UN endorses Global Framework to strengthen disaster-related statistics


UN endorses Global Framework to strengthen disaster-related statistics


The 57th Session of the United Nations Statistical Commission has endorsed the Global Disaster-Related Statistics Framework (G-DRSF), marking the first time a comprehensive global statistical framework has been agreed to strengthen how disaster-related statistics are defined, compiled, and used within national statistical systems.

The framework brings together National Statistical Offices (NSOs), National Disaster Management Offices (NDMOs), other data producing agencies and key stakeholders within a shared statistical architecture, helping countries strengthen national data governance and improve the quality, consistency, and comparability of disaster-related statistics.
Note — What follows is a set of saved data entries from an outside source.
Issue #2163, opened 2023-10-18
Integrate github workflows to automate the air-gapping process


sulhicader:
#### Description

Integrate workflows in [wave-template](https://github.com/h2oai/wave-template/tree/main/.github/workflows) repo to automate the air-gapping process of wave-university.

mturoci:
@sulhicader can you elaborate? Wave University is already air-gapped IIRC.

sulhicader:
There are some new flags introduced to h2o cli to generate air-gapped bundles of wave apps so those can be integrated in to replicated bundle. this [doc](https://github.com/h2oai/h2o-ai-cloud/blob/master/documentation/docs/developerguide/cli.md#airgapped-bundles) contains more info about it. github workflows in [wave-template](https://github.com/h2oai/wave-template/blob/main/.github/workflows/) automate the end to end process of building the docker images and publishing the docker images and helm charts to ECR which are generated from h2o cli command. This workflows should be integrated in the core wave apps listed in the [issue](https://github.com/h2oai/cloud-platform/issues/97)

mturoci:
Closed via #2181

PR #2181, opened 2023-11-02
packaging: Integrate github workflows to automate the air-gapping process of wave university

sulhicader:

This closes issue #2163


mturoci:
Thanks for the PR @sulhicader!

What's the reason for splitting into multiple files/workflows? It seems like an unnecessary abstraction that introduces plenty of duplication which will be hard to maintain for a few relatively trivial tasks - build and publish docker/helm.

Can we put it into existing workflow files instead? Also, it seems like you are only doing this for Wave University app so there is no need to make it overly parametrized, and hardcoding for simplicity should be fine for now.

sulhicader:
@mturoci Thanks you for the inputs. 

.github/workflows/wave-bundle-docker-build-publish.yaml, .github/workflows/wave-bundle-helm-release.yaml workflows will going to be common for all the apps going to pusblish from wave repo ( for now university and tour ). Also I mainly using the workflows from https://github.com/h2oai/wave-template/tree/main/.github/workflows template repo and in future if any additions comes to it, it will be easier to reflect those here. Here new workflows are triggered from .github/workflows/publish-university.yml which is existing workflow. As you suggest We can reduce the workflow files but putting into one file, but it also deviate from the standard template. WDYT?

mturoci:
The template is designed to build an arbitrary app for scratch, not to be integrated into existing workflows like here so it doesn't make sense to introduce it since all the apps have their builds already defined.

* The builds only need to be adjusted to use h2o cli instead of plain zip.
* Add steps to push to ECR / Helm as needed.

Correct me if I missed something in ^^.

Also, if anything changes, I can guarantee you (or anyone) will be able to resolve it much faster in 2 files with proper context than juggling across 6 files.

sulhicader:
Sure @mturoci, I am working on this.

sulhicader:
Hi @mturoci, I addressed the review comments and took the functionalities into one script. Please feel free to add comments  if any changes needed.

PR #2195, opened 2023-11-16
fix: Do not show selected tags in picker suggestions when no input is provided #1985

### LINKED ISSUE #1985: Same value can be picked multiple times in ui.picker
#### Wave SDK Version, OS

Wave SDK: 0.24.2 , OS: MacOs

#### Actual behavior

https://github.com/h2oai/wave/assets/89178049/6b887789-3500-4d6e-8e3d-16512b97cae9

When using a `ui.picker`, we can select a choice more than one time.
Here, after the selection of a value, the suggestions list doesn't show the selected value when typing that selected value within the box. That is fine. 
But the selected value still visible and selectable in the suggestions list when clicking on the box.

#### Expected behavior

When using a `ui.picker`, we won't be able to select a choice more than one time.
After the selection of a value, when clicking on the box,
1. The selected value should be visible but shouldn't be selectable in the suggestions list. (Disable the selection.)
2. Or The selected value should be removed from the suggestions list. (If the name of an ui.choice exists in the values list then that choice shouldn't be shown in the suggestions list.)

So far, It works well when typing the selected value within the box.

#### Steps To Reproduce

```py


@app('/')
async def serve(q: Q):
        box='1 1 4 5',
        items=[
            ui.picker(
                name='picker',
                label='Tags:',
                choices=[
                    ui.choice(name='spam', label='Spam'),
                    ui.choice(name='eggs', label='Eggs'),
                    ui.choice(name='ham', label='Ham'),
                    ui.choice(name='cheese', label='Cheese'),
                    ui.choice(name='beans', label='Beans'),
                    ui.choice(name='toast', label='Toast'),
                ],
                values=['eggs'],
            ),
        ]
    )
    await q.page.save()
```

marek-mihok:

___ 

The problem was the implementation of `onEmptyResolveSuggestions` callback. As Fluent API description says, it is

> A callback for what should happen when suggestions are shown without input provided. Returns the already selected items so the resolver can filter them out.

In our case it was returning initial tags (`() => tags`) instead of filtered ones.

https://github.com/h2oai/wave/assets/23740173/6c7ab461-ca83-418a-bed7-3c3d166d6b89

Closes #1985

### DIFF
--- a/ui/src/picker.test.tsx
+++ b/ui/src/picker.test.tsx
@@ -160,15 +160,20 @@ describe('Picker.tsx', () => {
   })
 
   it('Filters correctly - does not offer already selected - without input provided', () => {
-    const { getByRole, queryByRole } = render(<XPicker model={pickerProps} />)
+    const { getByRole, queryByRole, getAllByRole } = render(<XPicker model={pickerProps} />)
     const input = (getByRole('combobox') as HTMLInputElement)
 
+    fireEvent.click(input)
+    expect(getAllByRole('option')).toHaveLength(2)
     typeToInput(input, name)
     fireEvent.click(getByRole('option'))
+
+    fireEvent.click(input)
+    expect(getAllByRole('option')).toHaveLength(1)
     typeToInput(input, altName)
     fireEvent.click(getByRole('option'))
-    fireEvent.click(input)
 
+    fireEvent.click(input)
     expect(queryByRole('option')?.querySelector('.ms-Suggestions-none')).toBeInTheDocument()
   })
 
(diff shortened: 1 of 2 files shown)


ui/src/picker.test.tsx
```diff
@@ -159,6 +159,19 @@ describe('Picker.tsx', () => {
...
 
+  it('Filters correctly - does not offer already selected - without input provided', () => {
+    const { getByRole, queryByRole } = render(<XPicker model={pickerProps} />)
+    const input = (getByRole('combobox') as HTMLInputElement)
+
+    typeToInput(input, name)
+    fireEvent.click(getByRole('option'))
+    typeToInput(input, altName)
+    fireEvent.click(getByRole('option'))
+    fireEvent.click(input)
```
mturoci, line 170: Let's also check if we get the expected options step by step, e.g. render 2 choices, select 1, 1 should be present, select the last one, none should be present.

mturoci (approved):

Strengthening the evidence base for disaster risk reduction

Disaster risk reduction depends on reliable statistics. Understanding who and what are exposed, how vulnerability evolves, how losses accumulate, and how investments reduce impacts requires more than isolated disaster reports. It requires a coherent statistics system that connect risk conditions, disaster impacts, and prevention efforts.
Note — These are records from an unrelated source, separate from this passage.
PR #2223, opened 2023-12-12
chore: Add more debug logging.

### LINKED ISSUE #2185: Waved panicked
#### Wave SDK Version, OS

0.26.2, Kubernetes (Managed Cloud)

#### Actual behavior
A wave app crashed but for some reason the container stayed up. This caused outage for at least one customer.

The G-DRSF provides a common statistical foundation that enables countries to better understand risk before, during, and after hazardous events and disasters occur, and to measure impacts. It supports more consistent, timely recording of:

- impacts on people, including deaths, injuries, and displacement;

- impacts on assets, such as damage in housing, infrastructure, and ecosystems;

- impacts on flows, including economic losses and additional costs;

- expenditures on disaster risk reduction (DRR) activities, strengthening visibility of investments in prevention and preparedness.
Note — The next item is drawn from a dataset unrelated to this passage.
PR #2229, opened 2024-01-04
feat: Allow installing custom packages inside Wave Studio #2193

### LINKED ISSUE #2193: Allow for installing arbitrary packages in Wave-studio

By integrating risk-related statistics, such as exposure, vulnerability, and coping capacity, the framework reinforces the principle that disaster risk should be continuously measured, and different population may experience different exposure, vulnerability, and coping capacity factors during an event. This approach strengthens prevention-focused planning and decision-making and provides the structured data needed to support forward-looking risk modelling.